EXERCISE BRIEF: Copy each line of the data below, character for character.

◇ ◇ ◇ ◇ ◇ ◇ ◇

PR #446, opened 2022-06-19
saveloc ranks 

shipyy:
image

Displays the rank of the time in map/bonus/stages

### DIFF
--- a/addons/sourcemod/scripting/SurfTimer.sp
+++ b/addons/sourcemod/scripting/SurfTimer.sp
@@ -852,6 +852,9 @@ float g_fCurrentRunTime[MAXPLAYERS + 1];
 // PracticeMode total time the run took in 00:00:00 format
 char g_szPracticeTime[MAXPLAYERS + 1][32];
 
+//Rank of the PracticeMode time
+int g_iPracRunTimeRank[MAXPLAYERS + 1];
+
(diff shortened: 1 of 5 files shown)


dPexxIAM:
I believe we can use existing functions here instead of making new ones entirely for prac mode? We have SQL_CurrentRunRankCallback, db_viewBonusRunRank, g_StageRank

shipyy:
i decided to separate each, because the functions/variables u are mentioning are used when not in practice mode, so i just split them up since i tought would be more organized and clean instead of mixing all the prac/non prac stuff in the same functions

dPexxIAM:
> i decided to separate each, because the functions/variables u are mentioning are used when not in practice mode, so i just split them up since i tought would be more organized and clean instead of mixing all the prac/non prac stuff in the same functions

We have the global to check whether the player is in practice mode or not, why do we need to make new functions?

shipyy:
@dPexxIAM did wat u requested :), except for the stage prac which it is required to get the run stage rank and not the players best stages rank which i believe is what g_stagerank does? xD

dPexxIAM:
> @dPexxIAM did wat u requested :), except for the stage prac which it is required to get the run stage rank and not the players best stages rank which i believe is what g_stagerank does? xD

👍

◇ ◇ ◇ ◇ ◇ ◇ ◇

SOLUTION FOR THIS EXERCISE:
PR #446, opened 2022-06-19
saveloc ranks 

shipyy:
image

Displays the rank of the time in map/bonus/stages

### DIFF
--- a/addons/sourcemod/scripting/SurfTimer.sp
+++ b/addons/sourcemod/scripting/SurfTimer.sp
@@ -852,6 +852,9 @@ float g_fCurrentRunTime[MAXPLAYERS + 1];
 // PracticeMode total time the run took in 00:00:00 format
 char g_szPracticeTime[MAXPLAYERS + 1][32];
 
+//Rank of the PracticeMode time
+int g_iPracRunTimeRank[MAXPLAYERS + 1];
+
(diff shortened: 1 of 5 files shown)


dPexxIAM:
I believe we can use existing functions here instead of making new ones entirely for prac mode? We have SQL_CurrentRunRankCallback, db_viewBonusRunRank, g_StageRank

shipyy:
i decided to separate each, because the functions/variables u are mentioning are used when not in practice mode, so i just split them up since i tought would be more organized and clean instead of mixing all the prac/non prac stuff in the same functions

dPexxIAM:
> i decided to separate each, because the functions/variables u are mentioning are used when not in practice mode, so i just split them up since i tought would be more organized and clean instead of mixing all the prac/non prac stuff in the same functions

We have the global to check whether the player is in practice mode or not, why do we need to make new functions?

shipyy:
@dPexxIAM did wat u requested :), except for the stage prac which it is required to get the run stage rank and not the players best stages rank which i believe is what g_stagerank does? xD

dPexxIAM:
> @dPexxIAM did wat u requested :), except for the stage prac which it is required to get the run stage rank and not the players best stages rank which i believe is what g_stagerank does? xD

👍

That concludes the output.